- **TRY IT**
Filter these entries down to the lines that hold the word "user", and show each of them.

Top of STUDY MATERIAL

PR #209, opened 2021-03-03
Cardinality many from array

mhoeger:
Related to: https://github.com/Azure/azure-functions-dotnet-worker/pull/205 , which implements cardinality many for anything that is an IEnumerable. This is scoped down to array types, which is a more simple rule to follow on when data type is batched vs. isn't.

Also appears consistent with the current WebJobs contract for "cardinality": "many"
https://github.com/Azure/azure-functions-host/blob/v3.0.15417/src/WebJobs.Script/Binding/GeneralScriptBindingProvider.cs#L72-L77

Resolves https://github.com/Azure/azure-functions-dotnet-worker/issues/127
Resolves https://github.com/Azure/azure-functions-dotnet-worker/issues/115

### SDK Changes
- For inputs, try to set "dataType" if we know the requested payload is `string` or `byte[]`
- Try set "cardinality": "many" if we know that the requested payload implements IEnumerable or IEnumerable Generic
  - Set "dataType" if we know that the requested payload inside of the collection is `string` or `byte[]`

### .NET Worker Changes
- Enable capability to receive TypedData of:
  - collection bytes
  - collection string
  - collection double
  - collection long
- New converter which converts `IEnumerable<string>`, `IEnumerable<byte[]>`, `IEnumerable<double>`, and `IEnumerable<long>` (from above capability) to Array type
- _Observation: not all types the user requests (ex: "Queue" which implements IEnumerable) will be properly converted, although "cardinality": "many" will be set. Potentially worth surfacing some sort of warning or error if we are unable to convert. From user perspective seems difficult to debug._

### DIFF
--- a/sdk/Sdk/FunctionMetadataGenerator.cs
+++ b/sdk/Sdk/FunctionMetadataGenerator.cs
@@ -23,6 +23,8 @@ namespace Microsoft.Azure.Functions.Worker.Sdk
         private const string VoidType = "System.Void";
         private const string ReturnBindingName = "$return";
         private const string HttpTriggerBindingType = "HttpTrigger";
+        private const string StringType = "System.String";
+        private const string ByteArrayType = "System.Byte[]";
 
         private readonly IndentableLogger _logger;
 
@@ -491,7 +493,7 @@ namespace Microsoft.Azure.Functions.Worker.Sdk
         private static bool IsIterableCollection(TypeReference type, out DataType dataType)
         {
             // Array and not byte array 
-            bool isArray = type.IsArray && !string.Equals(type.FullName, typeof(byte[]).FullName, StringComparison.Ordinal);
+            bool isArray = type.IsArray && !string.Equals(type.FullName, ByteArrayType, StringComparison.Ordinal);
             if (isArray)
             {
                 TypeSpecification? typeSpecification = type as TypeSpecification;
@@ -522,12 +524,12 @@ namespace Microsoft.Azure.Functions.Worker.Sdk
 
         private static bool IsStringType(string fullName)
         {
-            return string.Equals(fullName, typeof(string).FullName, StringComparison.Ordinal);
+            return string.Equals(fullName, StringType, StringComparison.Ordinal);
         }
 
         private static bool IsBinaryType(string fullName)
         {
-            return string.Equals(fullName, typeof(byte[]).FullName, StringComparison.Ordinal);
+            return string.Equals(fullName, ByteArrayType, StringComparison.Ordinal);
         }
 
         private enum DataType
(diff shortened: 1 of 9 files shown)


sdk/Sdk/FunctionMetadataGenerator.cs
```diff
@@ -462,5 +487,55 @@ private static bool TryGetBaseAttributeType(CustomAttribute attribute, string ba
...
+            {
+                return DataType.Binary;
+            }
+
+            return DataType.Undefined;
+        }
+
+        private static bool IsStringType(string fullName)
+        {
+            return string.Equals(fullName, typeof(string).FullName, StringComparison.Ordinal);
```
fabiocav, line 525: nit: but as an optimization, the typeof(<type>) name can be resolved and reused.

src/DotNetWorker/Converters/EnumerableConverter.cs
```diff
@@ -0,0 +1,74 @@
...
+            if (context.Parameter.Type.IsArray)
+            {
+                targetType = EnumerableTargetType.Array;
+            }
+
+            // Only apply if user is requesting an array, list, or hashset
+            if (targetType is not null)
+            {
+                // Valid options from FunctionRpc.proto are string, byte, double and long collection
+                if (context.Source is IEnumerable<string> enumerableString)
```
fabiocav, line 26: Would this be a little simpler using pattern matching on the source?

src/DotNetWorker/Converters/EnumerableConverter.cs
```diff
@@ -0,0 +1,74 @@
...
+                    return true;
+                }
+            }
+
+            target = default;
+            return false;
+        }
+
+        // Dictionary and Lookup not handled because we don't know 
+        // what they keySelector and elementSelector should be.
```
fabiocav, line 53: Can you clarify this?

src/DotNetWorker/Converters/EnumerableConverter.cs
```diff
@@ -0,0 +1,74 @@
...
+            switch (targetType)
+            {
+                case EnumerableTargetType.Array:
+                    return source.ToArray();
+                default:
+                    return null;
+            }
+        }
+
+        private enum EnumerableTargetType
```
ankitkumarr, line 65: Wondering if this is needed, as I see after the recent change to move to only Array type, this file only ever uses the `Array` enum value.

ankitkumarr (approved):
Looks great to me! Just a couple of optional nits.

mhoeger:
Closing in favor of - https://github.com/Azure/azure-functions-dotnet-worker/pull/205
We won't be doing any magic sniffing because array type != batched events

Bottom of STUDY MATERIAL

- **OUTPUT OF THE EXERCISE**
- _Observation: not all types the user requests (ex: "Queue" which implements IEnumerable) will be properly converted, although "cardinality": "many" will be set. Potentially worth surfacing some sort of warning or error if we are unable to convert. From user perspective seems difficult to debug._
+            // Only apply if user is requesting an array, list, or hashset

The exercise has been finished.